=== MATERIAL FOR THIS EXERCISE ===

PR #4749, opened 2017-03-22
update coordinates in gem.zhang.json

zppet:


zppet:
we are done!
Thanks.
Let's go check the map and see if the icon has been moved.

PR #4857, opened 2017-03-24
Adding Danderhall to the map

paralerouss:
paralerouss adding a ping for Danderhall to the map


mburghelea:
Looking good

nbaillie:
nice work as expected :1st_place_medal:

samyool:
Sensational. You are the best

PR #4875, opened 2017-03-25
adding Chiriboga's pin to the map

chiriboga:


chiriboga:
adding myself to the map

PR #4904, opened 2017-03-26
Joelgodin venice

JoelGodin:
pull


JoelGodin:
wth

JoelGodin:
had to add three zeros to lat long

PR #5047, opened 2017-03-30
Add cheperth pin to the map

cheperth:


ofirgut007:
@cheperth this looks great 🎉  📢

PR #5194, opened 2017-04-04
Add my pin to the map!

AntonLedorub:
Adding L'Hospitalet to the map!


shajanjp:
Your pin should be in this format.
```
---
githubHandle: <YOUR_USER_NAME>
latitude: <LATITUDE>
longitude: <LONGITUDE>
---
```

you forgot to add `---` in the last line.

PR #5277, opened 2017-04-06
Add btskloud pin to the map

btskloud:
add pin to map


crichID:
@btskloud it looks like you have two pull requests open. I am going to go ahead and close this one since the other looks ready to merge :+1:

PR #5439, opened 2017-04-11
Create pin for @ani6gup

ani6gup:
Does it look ready to go?


_pins/ani6gup.json
```diff
@@ -0,0 +1,5 @@
+---
+githubHandle: ani6gup
+Your Latitude: 33.4357
```
joenash: should just be "latitude" and "longitude", that should fix it! :)

ani6gup: whoops, thank you!

PR #1103, opened 2023-04-26
fix(ws server): fix shutdown on connection closed

niklasad1:


server/src/transport/ws.rs
```diff
@@ -330,14 +330,33 @@ pub(crate) async fn background_task<L: Logger>(
...
 	// but it's preferred that the `stop_handle.stopped()` should not return until all methods has been
 	// executed and the connection has been closed.
-	tokio::select! {
-		// All pending calls executed.
-		_ = pending_calls.for_each(|_| async {}) => {
-			_ = conn_tx.send(());
+	match result {
+		Ok(Shutdown::Stopped) | Err(_) => {
+			// Soketto doesn't have a way to signal when the connection is closed
+			// thus just throw the data and terminate the stream once the connection has
```
niklasad1, line 336:
```suggestion
			// thus just throw away the data and terminate the stream once the connection has
```

server/src/transport/ws.rs
```diff
@@ -330,14 +330,33 @@ pub(crate) async fn background_task<L: Logger>(
...
-		// All pending calls executed.
-		_ = pending_calls.for_each(|_| async {}) => {
-			_ = conn_tx.send(());
+	match result {
+		Ok(Shutdown::Stopped) | Err(_) => {
+			// Soketto doesn't have a way to signal when the connection is closed
+			// thus just throw away the data and terminate the stream once the connection has
+			// been terminated.
+			//
+			// The receiver is not cancel-safe such that it used in stream to enforce that.
```
niklasad1, line 339:
```suggestion
			// The receiver is not cancel-safe such that it used in a stream to enforce that.
```

server/src/transport/ws.rs
```diff
@@ -330,14 +330,33 @@ pub(crate) async fn background_task<L: Logger>(
...
+			let disconnect_stream = futures_util::stream::unfold((receiver, data), |(mut receiver, mut data)| async {
+				if let Err(SokettoError::Closed) = receiver.receive(&mut data).await {
+					None
+				} else {
+					Some(((), (receiver, data)))
+				}
+			});
+
+			let pending = pending_calls.for_each(|_| async {});
+			let disconnect = disconnect_stream.for_each(|_| async {});
```
niklasad1, line 349: it's possible that the connection is terminated during the graceful shutodown and this ensures that it is aborted once the close message is sent.

however, this is slightly error prone if the no proper close is sent but yeah would neat if soketto had something to indicate when the connection is closed

server/src/tests/ws.rs
```diff
@@ -819,7 +819,13 @@ async fn drop_client_with_pending_calls_works() {
 	init_logger();
 
 	let (handle, addr) = {
-		let server = ServerBuilder::default().build("127.0.0.1:0").with_default_timeout().await.unwrap().unwrap();
+		let server = ServerBuilder::default()
+			.ping_interval(std::time::Duration::from_secs(60 * 60))
```
jsdw, line 823: Is the point here that we send some requests that will never be responded to, and then expect that the client will never get a response back but that the server will shutdown fully?

I guess the big ping time prevents pings from helping move the server along? (is there a reason for 60 * 60 secs specifically; would any large enough time work?)

Might be worth a comment in any case here so future us knows why the piong interval was changed!

niklasad1: yupp, if the graceful shutdown doesn't resolve in 60 seconds the timeout below will fail the test

server/src/transport/ws.rs
```diff
@@ -272,11 +272,11 @@ pub(crate) async fn background_task<L: Logger>(
 				stopped = stop;
 				permit
 			}
-			None => break Ok(()),
+			None => break Ok(Shutdown::ConnectionClosed),
```
jsdw, line 275: Am I right in thinking that:
- `Stopped` means the user has manually stopped the server, so connection was closed
- `ConnectionClosed` means the connection was closed for some other reason (eg network issue or whatever)

niklasad1: yes, this is only fails if the `send_task` has been completed and the receiver of the bounded channel has been dropped.

probably some other variant is in appropriate  here then

server/src/tests/ws.rs
jsdw: Gotcha,. thanks! I think it'd be worth making this explicit via comments because "with_default_timeout" below etc doesn't make it super obvious :)

server/src/transport/ws.rs
```diff
@@ -330,14 +330,33 @@ pub(crate) async fn background_task<L: Logger>(
...
+				}
+			});
+
+			let pending = pending_calls.for_each(|_| async {});
+			let disconnect = disconnect_stream.for_each(|_| async {});
+
+			tokio::select! {
+				_ = pending => (),
+				_ = disconnect => (),
+			}
```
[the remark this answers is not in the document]
jsdw: I find it a bit hard to follow the logic here!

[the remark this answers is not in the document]
niklasad1: yeah, it's way to make it possible to detect whether connection has terminated while we try to wait for the pending futures to complete

jsdw (approved):

server/src/tests/ws.rs
niklasad1: added a constant for that

server/src/transport/ws.rs
```diff
@@ -330,14 +330,33 @@ pub(crate) async fn background_task<L: Logger>(
...
+				} else {
+					Some(((), (receiver, data)))
+				}
+			});
+
+			let graceful_shutdown = pending_calls.for_each(|_| async {});
+			let disconnect = disconnect_stream.for_each(|_| async {});
+
+			tokio::select! {
+				_ = pending => (),
```
niklasad1, line 352:
```suggestion
				_ = graceful_shutdown => (),
```

server/src/tests/ws.rs
```diff
@@ -847,5 +835,51 @@ async fn drop_client_with_pending_calls_works() {
...
+	let (handle, addr) = server_with_infinite_call(MAX_TIMEOUT.checked_mul(10).unwrap()).await;
+
+	{
+		let mut client = WebSocketTestClient::new(addr).with_default_timeout().await.unwrap().unwrap();
+
+		for _ in 0..10 {
+			let req = r#"{"jsonrpc":"2.0","method":"infinite_call","id":1}"#;
+			client.send(req).with_default_timeout().await.unwrap().unwrap();
+		}
+		tokio::time::sleep(std::time::Duration::from_secs(10)).await;
```
niklasad1, line 855:
```suggestion
       // Assumption: the calls would be ACK:ed by server after 10 seconds (no way knowing that)
		tokio::time::sleep(std::time::Duration::from_secs(10)).await;
```

server/src/tests/ws.rs
```diff
@@ -847,5 +835,52 @@ async fn drop_client_with_pending_calls_works() {
...
+
+	{
+		let mut client = WebSocketTestClient::new(addr).with_default_timeout().await.unwrap().unwrap();
+
+		for _ in 0..10 {
+			let req = r#"{"jsonrpc":"2.0","method":"infinite_call","id":1}"#;
+			client.send(req).with_default_timeout().await.unwrap().unwrap();
+		}
+		// Assumption: the calls would be ACK:ed by server after 10 seconds (no way knowing that except parsing CLI output)
+		tokio::time::sleep(std::time::Duration::from_secs(10)).await;
```
lexnv, line 856: dq: I remember from the substrate CI that these constants could be exceeded on overcommited days. Should we increase the timeout a bit here, or this should be sufficient?

lexnv (approved):

server/src/tests/ws.rs
niklasad1: I don't know what I was thinking, I could embed `mpsc::Sender` in the method callback and await for 10 messages

Nice to get rid of sleeps, those shouldn't be used if possible :D

niklasad1:
@jsdw can you have another look if it's easier to read now? Did some minor refactoring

===

INSTRUCTIONS TO FOLLOW: Give the number of lines in the listing that hold the word "below", with no other words.

ANSWER SPACE: 2